If you decide to take that route I suggest you check all the ones they have there and check to see how tight they all fit. They are heavy and great for the $ . But they are not all the same. Some are tight fit and some have some gaps, maybe not a huge deal , but if you are spending the $ you want to look at them and choose the best I think. If you want the pecos or wrangler and rather gamble than drive 3.5 hours to get it, Academy website has them and they ship to you for $80 which is dirt cheap considering they weigh 200+lbs or so.


----------



## tatts4life (May 14, 2015)

I wish they had a store here in the Washington DC/ Maryland area.


----------



## kbudd1 (May 15, 2015)

I ended up finding an old used Char Griller Pro on Craigslist for $30. After a few mods and the purchase of the Maverick 732 I am good to go.













0509151503.jpg



__ kbudd1
__ May 15, 2015


















0514151851.jpg



__ kbudd1
__ May 15, 2015


















0514151852.jpg



__ kbudd1
__ May 15, 2015


----------



## tatts4life (Aug 20, 2015)

So I was gonna be getting an old country wrangler smoker In the next month or two.
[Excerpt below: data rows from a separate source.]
Issue #1419, opened 2026-08-11
docs(generation): the report table points `unnamed` at a path the code has never written


Geoffe-Ga:
`docs/generation.md`'s report-type table documents the `unnamed` report as writing to:

```
10-Liminal/Unnamed-Digest-<period>.md
```

The code has never written there. `UnnamedDigestGenerator._write_digest`
(`creek-tools/creek/generate/unnamed.py:386-391`) writes to:

```
10-Liminal/Unnamed/Digests/<iso-year>-W<week>.md
```

i.e. a `Digests/` subfolder *inside* `10-Liminal/Unnamed/`, named by ISO year and
ISO week — not a flat file under `10-Liminal/` named by an unspecified `<period>`.

The module docstring at `creek-tools/creek/generate/unnamed.py:15-17` and
`creek-tools/docs/emergence.md:21` both state the real path correctly, so
`docs/generation.md:21` is the lone outlier.

## Why it matters

The table is the surface a user consults to find out where `creek report --type
unnamed` put its output. Pointing at a path that does not exist sends them
looking in the wrong folder, and it is the one row in that table a reader has no
way to falsify without reading the source.

Note the `Digests/` subfolder is not incidental: `load_unnamed_fragments` skips it
by name (`_DIGESTS_SUBFOLDER`) so digests are not re-ingested as fragments. A
reader who trusts the docs would not know that.

## Fix

One-line correction to the `unnamed` row of the table in
`creek-tools/docs/generation.md:21`.

## Provenance

Found while reading `creek/generate/unnamed.py` for #1321 (the digest's quadratic
re-parse). Deliberately not fixed there — unrelated to that change's diff.

PR #1420, opened 2026-08-11
perf(generate): parse the Unnamed tree once per digest, not once per fragment (20,500 -> 200 at N=200)

### LINKED ISSUE #1321: perf(generate): the Unnamed digest re-parses the whole Unnamed tree once per fragment (20,500 parses at N=200)
**Labels:** `de-slop`, `creek-pipeline`, `performance`, `priority-high`
**Severity:** High
**Remediation:** fix (return `(path, fragment, body)` from the single existing walk)

## Problem

The Unnamed weekly digest re-walks and re-parses the entire `10-Liminal/Unnamed/` tree once
per fragment. Parse count grows as `N + N(N+1)/2 + N`.

`load_unnamed_fragments` (`creek/generate/unnamed.py:214-237`) already walks
`sorted(unnamed_dir.rglob("*.md"))` and calls `frontmatter.load` on every file — then
**discards both `md_file` and `post.content`**, returning only `Fragment` models. Those two
discarded values are exactly what the next two passes reconstruct quadratically:

- `_build_excerpt_map` (`unnamed.py:665-682`) loops the week's fragments, calling
  `_find_fragment_file` per fragment;
- `_find_fragment_file` (`unnamed.py:610-629`) does a full `rglob("*.md")` +
  `frontmatter.load` on every file until the id matches;
- `_excerpt_from_file` (`unnamed.py:588-607`) does a **third** `frontmatter.load` of the file
  just found, to read the body pass #1 already had in `post.content`.

Reached from `creek report --type unnamed` (`creek/cli.py:2718`) and the MCP path
(`creek_mcp/tools/report.py:_generate_unnamed`) via `_render_body` (`unnamed.py:357`).

Taxonomy family 5 (per-stage vault re-reads) + family 7 (needless work).

## Evidence (corroboration)

**Signal 1 — measured artifact.** Instrumented `frontmatter.load` counter over
`generate_weekly_digest`:

```
N=  50 fragments ->    1,375 frontmatter.load calls (0.36s)
N= 100 fragments ->    5,250 frontmatter.load calls (1.00s)
N= 200 fragments ->   20,500 frontmatter.load calls (5.00s)
```

Exactly `N + N(N+1)/2 + N`; clean 4x per doubling. Extrapolating, 2,000 unnamed fragments is
~2.0M parses and ~8 minutes for one weekly digest.

This is a measurement, not a "could be faster" claim.

**Signal 2 — structural.** The single-pass shape already exists in the repo:
`creek.vault.reader.iter_vault_fragments` returns `(path, fragment, body, raw)` for
`01-Fragments`, which is precisely the tuple `load_unnamed_fragments` throws away.

## Scope

Covers the excerpt-resolution path in `creek/generate/unnamed.py`.

Explicitly NOT in scope: the corrupt-history / invalid-fragment / excerpt-boundary coverage
gaps (#871), or the narrow `frontmatter.load` guards at `unnamed.py:541/601/626` (#924).

## Tasks

1. Change `load_unnamed_fragments` (`unnamed.py:214-237`) to return
   `(path, fragment, body)` tuples, mirroring `creek.vault.reader.iter_vault_fragments`.
2. Thread those through `_render_body` (`unnamed.py:357`) into `_build_excerpt_map`
   (`unnamed.py:665-682`), which then needs no lookup at all.
3. Delete `_find_fragment_file` (`unnamed.py:610-629`) and reduce `_excerpt_from_file`
   (`unnamed.py:588-607`) to a pure string-truncation helper over the already-loaded body.
4. Add a test that counts `frontmatter.load` invocations and asserts one parse per file.

## Acceptance Criteria

- [ ] `generate_weekly_digest` parses each `10-Liminal/Unnamed/` file exactly once.
- [ ] The parse-count test fails before the fix.
- [ ] Digest output is byte-identical to pre-change output for the same vault.

## Files to Create/Modify

| File | Action |
|------|--------|
| `creek-tools/creek/generate/unnamed.py` | Modify |
| `creek-tools/tests/test_unnamed_digest.py` | Modify |

Geoffe-Ga:
## Summary

The Unnamed weekly digest walked and re-parsed the entire `10-Liminal/Unnamed/`
tree three times over, once more per fragment. `load_unnamed_fragments` already
parsed every file and then **discarded `post.content`** — which is exactly what
the next two passes rebuilt quadratically: `_build_excerpt_map` called
`_find_fragment_file` per fragment (a full rescan each time), and
`_excerpt_from_file` then re-loaded the file that scan had just opened, to read a
body pass #1 had already held.

The fix keeps the body from the walk that was happening anyway.

### Measured: before and after

Parse count is the primary evidence because it is exact and machine-independent.
Instrumented `frontmatter.load` around `generate_weekly_digest`, all N fragments
inside the target week:

| N | before | after | wall clock before → after |
|---|--------|-------|---------------------------|
| 25 | 375 | **25** | 0.39s → 0.04s |
| 50 | 1,375 | **50** | 0.18s → 0.01s |
| 100 | 5,250 | **100** | 0.70s → 0.02s |
| 200 | 20,500 | **200** | 2.70s → 0.03s |

The before column reproduces the issue's `N + N(N+1)/2 + N` to the digit
(the issue reported 1,375 / 5,250 / 20,500). After: exactly **N** — one parse per
unnamed markdown file for the whole digest run. Quadratic → linear; ~90x wall
clock at N=200, and the gap widens with N. Extrapolated at 2,000 unnamed
fragments: ~2.0M parses → 2,000.

### Output equivalence

Generated a digest before and after on the same fixture vaults and diffed the
bytes (`generated:` stamp normalised, since it is wall-clock by design).

- Clean vaults at N=25/50/100/200: **byte-identical**, all four.
- One adversarial fixture (nested subdirs, empty body, >200-char body, multi-line
  body, `Digests/` file, duplicate ids, a non-fragment stray): **exactly one line
  differs**, and it is a bug being fixed — see below. Nothing else moved,
  including digest section order and the history JSON.

## Behaviour changes — both deliberate, both tested

**1. A non-fragment file can no longer supply a fragment's excerpt.** This is the
one byte difference. `_find_fragment_file` matched on raw frontmatter `id` across
*every* markdown file, including ones that are not `type: fragment` and ones that
fail `Fragment.model_validate`. On the fixture, a stray:

```
---
type: not-a-fragment
id: frag-empty
---
STRAY BODY.
```

caused the digest to render, under the *real* `frag-empty` fragment's heading:

```
### The Real Fragment
- Link: [[frag-empty]]
- Excerpt: STRAY BODY.
```

An unrelated file's body published under a fragment's title. Excerpts now resolve
only from files that validate as fragments, so that line correctly disappears.
Pinned by `test_non_fragment_file_never_supplies_a_fragment_excerpt`, which is RED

I say was because when I went on their site recently it was no longer listed and I think they don't make it anymore.


----------



## glocksrock (Aug 21, 2015)

I don't see it on the academy site either, but they may have some in store, if there is one near you. If not, the Pecos is still there, it's bigger but has a bit thinner metal, and it's $100 less. I'd go with that one if I couldn't get the wrangler. The Wrangler was just too small for me, you would do just fine with the Pecos.


----------



## tatts4life (Sep 10, 2015)

I like the Pecos too. It just sucks that it doesn't have that upper rack.


----------



## sopchoppy (Sep 10, 2015)

I really like the Wrangler for several reasons. Thicker steel,  no leaks, maintains temp. better than cheap stuff. I have found a way to smoke summer sausage, pepperoni, etc. without laying it on a rack. Take out the lower rack, use "S" hooks to hang from the upper rack. It will easily hold 12-15 one pound sausages without them touching the water pan or tuning plate. Half way thru the cook, I reverse the sausage just so it cooks evenly. That does require a string loop on each end but that ain't no big deal.


----------